Sesame helps to reduce blood cholesterol levels due to its lecithin and vegetable fiber content. This is why it contributes to the good function of the cardiovascular system and reduces the chances of suffering from cardiovascular diseases.

It enhances the functioning of the immune system and relieves migraine problems, menopausal disorders, arthritic pains, and prevents asthma attacks.

It helps to remove seborrhea, dandruff, and protect against hair loss, when it is applied in massages to the scalp with a mixture of 5 tablespoons of sesame oil and the juice of a lemon.


Sesame Seed in Our Kitchen

Sesame is mainly used for the production of oil, but its seeds are exquisite in salads and in pasta or rice dishes, thanks to its peculiar taste and texture.

The first cold pressing sesame oil and organic is the version that gives us the best properties of the seeds.

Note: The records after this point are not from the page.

PR #7961, opened 2018-02-27
[changelog] Argument mismatch errors

ntrel:
Also tweak some other changelog formatting.

### DIFF
--- a/changelog/argument-mismatch.dd
+++ b/changelog/argument-mismatch.dd
@@ -1,0 +1,22 @@
+Argument mismatch errors have been improved
+
+$(P `dmd` now shows which argument failed to match a parameter and why.)
+---
+void fill(ref char[16] buf, char c);
+
+void main()
+{
+    fill("1234567890123456", '*');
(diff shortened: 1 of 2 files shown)


wilzbach:
image

Maybe a shorter example would have been better to prevent the wraps?

changelog/argument-mismatch.dd
```diff
@@ -0,0 +1,22 @@
+Argument mismatch errors have been improved
+
+$(P `dmd` now shows which argument failed to match a parameter with an explanatory error message.)
```
wilzbach: FYI: this `P` isn't necessary for changelog entries. The wrapper is smart enough to add them automatically for you to provide a "Markdownesque experience".

wilzbach (approved):
In the interest of time and our CI problems at the moment, I added a small nit to your changelog entry and I'm now directly going ahead and merge this as 2.079 is coming up very soon.
Thanks a lot for the follow-up!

Its seeds are used in the preparation of bread, cookies, and confectionery.

Currently, sesame seeds are one of the most widely used oilseeds in international cuisine and confectionery, especially in the East.

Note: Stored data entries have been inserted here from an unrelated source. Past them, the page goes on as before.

PR #7963, opened 2018-02-28
fix Issue 16243 - wrong C++ argument passing with empty struct when i…

WalterBright:
…nterfacing with Clang

### DIFF
--- a/src/dmd/backend/cgcod.c
+++ b/src/dmd/backend/cgcod.c
@@ -9,7 +9,7 @@
  * Source:      $(LINK2 https://github.com/dlang/dmd/blob/master/src/dmd/backend/cgcod.c, backend/cgcod.c)
  */
 
-#if !SPP
+#if (SCPP && !HTOD) || MARS
 
 #include        <stdio.h>
 #include        <string.h>
@@ -1128,25 +1128,32 @@ void stackoffsets(int flags)
     for (int si = 0; si < globsym.top; si++)
     {   symbol *s = globsym.tab[si];
 
-        if (s->Sisdead(anyiasm))
+        /* Don't allocate space for dead or zero size parameters
+         */
+        switch (s->Sclass)
         {
-            /* The variable is dead. Don't allocate space for it if we don't
-             * need to.
-             */
-            switch (s->Sclass)
-            {
-                case SCfastpar:
-                    if (!(funcsym_p->Sfunc->Fflags3 & Ffakeeh))
-                        continue;   // don't need consistent stack frame
-                    break;
+            case SCfastpar:
+                if (!(funcsym_p->Sfunc->Fflags3 & Ffakeeh))
+                    goto Ldefault;   // don't need consistent stack frame
+                break;
 
-                case SCshadowreg:
-                case SCparameter:
-                    break;          // have to allocate space for parameters
+            case SCparameter:
+                if (type_zeroSize(s->Stype, tybasic(funcsym_p->Stype->Tty)))
+                {
+                    Para.offset = _align(REGSIZE,Para.offset); // align on word stack boundary
+                    s->Soffset = Para.offset;
+                    continue;
+                }
+                break;          // allocate even if it's dead
 
-                default:
+            case SCshadowreg:
+                break;          // allocate even if it's dead
+
+            default:
+            Ldefault:
+                if (s->Sisdead(anyiasm))
                     continue;       // don't allocate space
-            }
+                break;
         }
 
         targ_size_t sz = type_size(s->Stype);
--- a/src/dmd/backend/type.c
+++ b/src/dmd/backend/type.c
@@ -209,10 +209,63 @@ L1:
     return sz;
 }
 
+/***********************************
+ * Compute special zero sized struct.
+ * Params:
+ *      t = type of parameter
+ *      tyf = function type
+ * Returns:
+ *      true if it is
+ */
+bool type_zeroSize(type *t, tym_t tyf)
+{
+    if (tyf != TYjfunc && config.exe & (EX_FREEBSD | EX_OSX))
+    {
+        /* Use clang convention for 0 size structs
+         */
+        if (t && tybasic(t->Tty) == TYstruct)
+        {
+            type *ts = t->Ttag->Stype;     // find main instance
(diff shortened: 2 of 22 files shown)


src/dmd/target.d
```diff
@@ -728,6 +728,36 @@ struct Target
...
+    /***
+     * Determine the size a value of type `t` will be when it
+     * is passed on the function parameter stack.
+     * Params:
+     *  loc = location to use for error messages
+     *  t = type of parameter
+     * Returns:
+     *  size used on parameter stack
+     */
+    extern (C++) ulong parameterSize(const ref Loc loc, Type t)
```
ibuclaw: Add entry to target.h

src/dmd/target.d
```diff
@@ -728,6 +728,36 @@ struct Target
...
+    {
+        if (!global.params.is64bit &&
+            (global.params.isFreeBSD || global.params.isOSX))
+        {
+            /* These platforms use clang, which regards a struct
+             * with size 0 as being of size 0 on the parameter stack,
+             * even while sizeof(struct) is 1.
+             * It's an ABI incompatibility with gcc.
+             */
+            if (t.ty == Tstruct)
```
ibuclaw: Are you sure this is correct for both C and C++?

I ask because gcc and g++ has a discrepancy between empty aggregates. One reports sizeof == 0 while the other reports 1.

src/dmd/backend/cgcod.c
```diff
@@ -1128,25 +1128,32 @@ void stackoffsets(int flags)
...
 
-                case SCshadowreg:
-                case SCparameter:
-                    break;          // have to allocate space for parameters
+            case SCparameter:
+                if (type_parameterSize(s->Stype) == 0)
+                {
+                    Para.offset = _align(REGSIZE,Para.offset); // align on word stack boundary
+                    s->Soffset = Para.offset;
+                    continue;
```
ibuclaw: So how does passing around an empty aggregate change here?  I'd expect the equivalent of replacing `foo(s)` with `foo({})`.
That is to say that empty aggregate vars and params aren't passed around directly - having nothing themselves to pass around - they are just an alias for a field-less struct literal.

ibuclaw (changes requested):
Looks fine except for comments.

src/dmd/backend/cgcod.c
WalterBright: I did some experiments. You can take the address of a parameter that is an empty struct. It is the start of the next parameter. So it definitely has an offset.

src/dmd/target.d
WalterBright: You're right, gcc and g++ do behave differently. gcc, clang, clang++ have 0 sized structs on the parameter stack taking up no space, g++ they take up space.

WalterBright: With g++, `extern "C" { ... }` has no effect on the empty struct size, it stays at 1. So g++ cannot interface with code compiled with gcc. (!)

WalterBright: Which leads us to a hopeless problem - we cannot be compatible with both g++ in `extern "C"` and with gcc.

stefan-koch-sociomantic: clang++ should give you a non-zero sized struct in cpp code.
If it does not it has a bug.

src/dmd/backend/type.c
```diff
@@ -209,10 +209,62 @@ unsigned type_alignsize(type *t)
...
+ * Params:
+ *      t = type of parameter
+ * Returns:
+ *      true if it is
+ */
+bool type_zeroSize(type *t)
+{
+    if (config.exe & (EX_FREEBSD | EX_OSX))
+    {
+        /* Use clang convention for 0 size structs
```
jacob-carlborg: Isn't the auto-tester using GCC?

src/dmd/target.d
ibuclaw: > You're right, gcc and g++ do behave differently. gcc, clang, clang++ have 0 sized structs on the parameter stack taking up no space, g++ they take up space.

As per Stefan's comment.  The distinction here is C vs. C++.  In C empty structs have no size, but in C++, the standard dictates that an empty struct is equivalent to `struct S { char pad; }`.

About one-third of the sesame imported into the United States from Mexico is purchased by McDonald’s for use in their meals.

Sesame sauce is recommended to complement almost any type of food thanks to its nutritional values and its smooth and pleasant flavor.


Healthy and Handy Uses of Sesame

Sesame Butter

As a substitute for butter, this healthy recipe is a base for other sesame preparations.
To make it, wash and soak 1 pound of unroasted or roasted sesame, as you like, in warm water for three hours, and then strain it without discarding the water.
Then it is blended, adding the water from the soaking until you get an homogeneous paste.
You may add a touch of curry.
Finally, it is bottled in a glass jar and stored in the refrigerator.
Spread on wholemeal bread is ideal as a snack, and you can add fruit on top or a little honey to sweeten the taste.


Sesame Milk

Blend 4 ounces of sesame seeds, previously soaked in 4 cups of water for 6 to 8 hours.
Strain and add cinnamon and natural sweeteners.
It can be stored in the refrigerator for 3 days.


Tahini Dip


8 ounces of sesame seeds
1/2 cup of virgin olive oil
Salt to taste


  1. To make our sauce more tasty, we roast the sesame seeds.
  2. To do this, we put the seeds in a non-stick pan and brown them for about five minutes.
  3. We let it cool down.
  4. Put the seeds and a pinch of salt to taste in the glass of a grinder.
  5. When the sesame is ground, and it starts to form a paste, we start adding the oil little by little, until we get a creamy paste.
  6. When we get the texture we like, we pass it to a bowl or an airtight jar if we are not going to use it already.

Ideal for soaking in this dip, sticks of our favorite vegetables such as carrots or celery.


Beet and Cucumber Carpaccio


2 cooked beets
1 cucumber
1 ounce of sesame seeds
3 tablespoons of virgin olive oil
1 tablespoon of wine vinegar
1 teaspoon of honey
Salt to taste


  1. Cut the beets into thin slices.
  2. Peel the cucumber and slice it in the same way as the beets.
  3. Place on a plate, alternately, slices of beets and cucumber.
  4. Mix the oil, vinegar, and honey in a bowl and season to taste.
  5. Mix well and season the carpaccio with this dressing.
  6. Roast the sesame in a pan without oil, and when cold, sprinkle the carpaccio on top.

And ready to enjoy this original and tasty carpaccio!